First Ebola relapse recorded in Congo outbreak, WHO says

0
176

GENEVA (Reuters) – Health officials in eastern Congo have documented the first relapse in the current Ebola epidemic, the World Health Organization said on Friday.

Moise Vaghemi, 33, (C) an Ebola survivor who works as a nurse, cares for a patient who is suspected to be suffering from Ebola, inside the Biosecure Emergency Care Unit (CUBE) at the Ebola treatment centre in Katwa, near Butembo, in the Democratic Republic of Congo, October 3, 2019. REUTERS/Zohra Bensemra

The Ebola outbreak in Democratic Republic of Congo has so far infected more than 3,300 people and killed more than 2,200 since the middle of last year, making it the second-worst on record.

In early December, Congolese health authorities reported that a survivor in Mabalako, North Kivu province, had fallen ill with the virus again.

Preliminary tests have since classified it as a relapse, the WHO said in a weekly report.

“Rare cases of relapse – in which a person who has recovered from EVD (Ebola) gets disease symptoms again – have been documented during past outbreaks, but this is the first relapse documented in this outbreak,” it said.
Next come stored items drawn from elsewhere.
PR #883, opened 2025-04-30
Fix Emscripten build check workflow

kblaschke:
Updated the emsdk cache action to v14, as NodeJS changes broke the build.


revmischa:
Yep I ran into the same thing and fixed it yesterday

revmischa (approved):

PR #899, opened 2025-08-27
feat: Remove all comments from source code

anmthu008:
This commit removes all comments from the C/C++ source and header files in the `src` directory.

A Perl script was used to reliably remove both single-line and multi-line comments from all files. This was done to reduce the codebase size and remove distracting information.


kid-icarus:
As a fan of literate, self-documenting code I'm in full support of this change !!

kblaschke:
No, we will not remove comments from the codebase, period.

Why?
- Because our API documentation for users is based on Doxy gen comments
- Same for API docs regarding internal classes for projectM developers
- Some header comments contain important licensing information as recommended by the GPL

If you want to clean up your fork, you're free to do so. Just remember to add comments again before opening a PR here.

Closing.

PR #929, opened 2025-11-11
use built-in FindOpenGL module for GLES with cmake 3.27+

mbaetgen-wup:


CMakeLists.txt
```diff
@@ -169,8 +169,10 @@ else()
             message(FATAL_ERROR "OpenGL ES 3 support is currently only available for Linux platforms. You're building for ${CMAKE_SYSTEM_NAME}.")
         endif()
 
-        # We use a local find script for OpenGL::GLES3 until the proposed changes are merged upstream.
-        list(APPEND CMAKE_MODULE_PATH "${PROJECTM_SOURCE_DIR}/cmake/gles")
+        if (CMAKE_VERSION VERSION_LESS_EQUAL "3.22" OR CMAKE_SYSTEM_NAME STREQUAL Android)
```
kblaschke: Checked CMake's sources to be sure and saw there that the `GLES2` and `GLES3` targets were [actually added to CMake's find module in version 3.27](https://github.com/Kitware/CMake/blob/22e4e7448f266e4e655c86bacecea3b0c724753e/Modules/FindOpenGL.cmake#L60-L66) and not in v3.23 as I was expecting when I wrote the ReadMe in the module dir. So I think to be on the safe side, this should rather read:

```suggestion
        if (CMAKE_VERSION VERSION_LESS_EQUAL "3.26" OR CMAKE_SYSTEM_NAME STREQUAL Android)
```

Ditto in the package config file.

kblaschke (changes requested):
Just two small details left.

CMakeLists.txt
kblaschke: (If you want, you can update the ReadMe.md in `cmake/gles` accordingly.)

PR #933, opened 2025-12-01
Fix version in config header when used as subproject

LordMZTE:
When projectM is included in another CMake project using `add_subdirectory`, we will incorrectly insert the version number and commit revision of the top-level project in our `version.h` config header.

This changes the global `CMAKE_PROJECT_VERSION*` values to their local `PROJECT_VERSION*` equivalents for the innermost project. It will also set the working directory of the git process for determining the revision so we don't get the revision of the outer project.


kblaschke (approved):
Yup, that's definitely an issue that needs fixing.

PR #952, opened 2026-01-22
Add API flag to start presets with clean canvas

### LINKED ISSUE #298: [FEATURE] Add flag to C API to start newly loaded presets with a clean canvas if set
Hi All - is there a way to disable Smooth Transitions (ie. the previous preset merging into the new preset)? I found that setting Smooth Transition Duration to 0 has no effect. I am happy to try to fix this if someone can point me in the right direction.

Example:
The left frame is the first idle preset, and the second frame on the right is the first preset that is loaded. I would like to / should be able to have the second preset load fresh without any transition between the two.

image

revmischa:
Adds option to skip the initial texture copy when transitioning to new presets.

When enabled via `projectm_set_preset_start_clean(true)`, the previous
frame's texture is not drawn as the initial state for the new preset.
This provides a clean black canvas instead, which some applications may prefer.

Fixes #298


kblaschke (commented):
If the "Trigger CI" commit is removed/squashed, this is good to merge!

Eleven new Ebola cases were confirmed in the past week, all of whom are believed to have caught the virus from the person who relapsed, according to the WHO. Overall the case was a potential source of infection for 28 people, it said.

“It is a single transmission chain but it is worrying,” said Mike Ryan, head of the WHO’s emergencies programme, on Thursday.

He said the situation in Mabalako was worrying partly due to its proximity to the town of Butembo, a populous trading hub and one-time epicentre of the outbreak.

“We had a massive problem (in Butembo) only 6 months ago, so there is real concern that any continued transmission in Mabalako may potentially re-infect Butembo.”

Despite the development of an effective vaccine and treatments, a recent surge in violence by rebel militias and criminal bands near Congo’s borders with Uganda and Rwanda has hampered efforts to contain the outbreak.

“That has created the perfect storm that has allowed virus to get away from us and go on underground,” Ryan said.